Start of INFORMATION PROVIDED

PR #1169, opened 2022-10-24
[When] Add support for explicitly wired CE

leonardt:
Two cases:
(1) wired beforehand, the user wants a specific constant value 
(2) wired inside, the user wants to override the implicit 1 value

### DIFF
--- a/magma/clock.py
+++ b/magma/clock.py
@@ -4,6 +4,7 @@ from .t import Direction, In
 from .digital import DigitalMeta, Digital
 from magma.bit import Bit
 from magma.array import Array
+from magma.debug import get_debug_mode, get_callee_frame_info
 from magma.tuple import Tuple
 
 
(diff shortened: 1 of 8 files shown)


leonardt:
See https://github.com/phanrahan/magma/issues/1170 for an issue that should be resolved before merging this

leonardt:
The initial resolution for https://github.com/phanrahan/magma/issues/1170 will be that we do not add any special behavior for an already wired CE.  So wiring a CE will change the CE default driver (same as explicitly wiring the register default driver).  The current logic will implicitly insert a CE @= 1 and if the user desires a different behavior, they should wire it up after the when context (they can do .CE.rewire(desired_value)).  This is likely the least confusing choice for now since it chooses a "one way" things happen (always implicit behavior) but still allows the user to override the behavior.  In the future, we may be able to discover when the user explicitly wires it versus implicit behavior from a previous when context, but I don't think we should merge a version that doesn't behave as expected in that edge case.

rsetaluri (commented):
I think rather than modifying Enable class to store this information, we should just store this local to when. It seems that is the only consumer and producer of this information. Unless we expect someone else to check for this.

leonardt:
> I think rather than modifying Enable class to store this information, we should just store this local to when. It seems that is the only consumer and producer of this information. Unless we expect someone else to check for this.

Putting the logic in Enable is necessary for simple handling of "rewiring" logic.  That is, if we only update the flag inside when, then if a user decides to rewire the enable after the when, then the flag will still be set.  So it's simplest to have Enable's wire logic default to setting the flag to False, which covers the above case. Otherwise, Enable would need to be aware that the flag could be set externally, which seems like a worse choice w.r.t. encapsulation (this approach has Enable manage everything internally and provides when the interface to change the default behavior when necessary).

rsetaluri:
> > I think rather than modifying Enable class to store this information, we should just store this local to when. It seems that is the only consumer and producer of this information. Unless we expect someone else to check for this.
> 
> Putting the logic in Enable is necessary for simple handling of "rewiring" logic. That is, if we only update the flag inside when, then if a user decides to rewire the enable after the when, then the flag will still be set. So it's simplest to have Enable's wire logic default to setting the flag to False, which covers the above case. Otherwise, Enable would need to be aware that the flag could be set externally, which seems like a worse choice w.r.t. encapsulation (this approach has Enable manage everything internally and provides when the interface to change the default behavior when necessary).

Ok this makes sense.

End of INFORMATION PROVIDED

> _WHAT THE TASK REQUIRES_:
Your task is to retype the records precisely as they stand.

> _RESULT FOR THIS TASK_:
PR #1169, opened 2022-10-24
[When] Add support for explicitly wired CE

leonardt:
Two cases:
(1) wired beforehand, the user wants a specific constant value 
(2) wired inside, the user wants to override the implicit 1 value

### DIFF
--- a/magma/clock.py
+++ b/magma/clock.py
@@ -4,6 +4,7 @@ from .t import Direction, In
 from .digital import DigitalMeta, Digital
 from magma.bit import Bit
 from magma.array import Array
+from magma.debug import get_debug_mode, get_callee_frame_info
 from magma.tuple import Tuple
 
 
(diff shortened: 1 of 8 files shown)


leonardt:
See https://github.com/phanrahan/magma/issues/1170 for an issue that should be resolved before merging this

leonardt:
The initial resolution for https://github.com/phanrahan/magma/issues/1170 will be that we do not add any special behavior for an already wired CE.  So wiring a CE will change the CE default driver (same as explicitly wiring the register default driver).  The current logic will implicitly insert a CE @= 1 and if the user desires a different behavior, they should wire it up after the when context (they can do .CE.rewire(desired_value)).  This is likely the least confusing choice for now since it chooses a "one way" things happen (always implicit behavior) but still allows the user to override the behavior.  In the future, we may be able to discover when the user explicitly wires it versus implicit behavior from a previous when context, but I don't think we should merge a version that doesn't behave as expected in that edge case.

rsetaluri (commented):
I think rather than modifying Enable class to store this information, we should just store this local to when. It seems that is the only consumer and producer of this information. Unless we expect someone else to check for this.

leonardt:
> I think rather than modifying Enable class to store this information, we should just store this local to when. It seems that is the only consumer and producer of this information. Unless we expect someone else to check for this.

Putting the logic in Enable is necessary for simple handling of "rewiring" logic.  That is, if we only update the flag inside when, then if a user decides to rewire the enable after the when, then the flag will still be set.  So it's simplest to have Enable's wire logic default to setting the flag to False, which covers the above case. Otherwise, Enable would need to be aware that the flag could be set externally, which seems like a worse choice w.r.t. encapsulation (this approach has Enable manage everything internally and provides when the interface to change the default behavior when necessary).

rsetaluri:
> > I think rather than modifying Enable class to store this information, we should just store this local to when. It seems that is the only consumer and producer of this information. Unless we expect someone else to check for this.
> 
> Putting the logic in Enable is necessary for simple handling of "rewiring" logic. That is, if we only update the flag inside when, then if a user decides to rewire the enable after the when, then the flag will still be set. So it's simplest to have Enable's wire logic default to setting the flag to False, which covers the above case. Otherwise, Enable would need to be aware that the flag could be set externally, which seems like a worse choice w.r.t. encapsulation (this approach has Enable manage everything internally and provides when the interface to change the default behavior when necessary).

Ok this makes sense.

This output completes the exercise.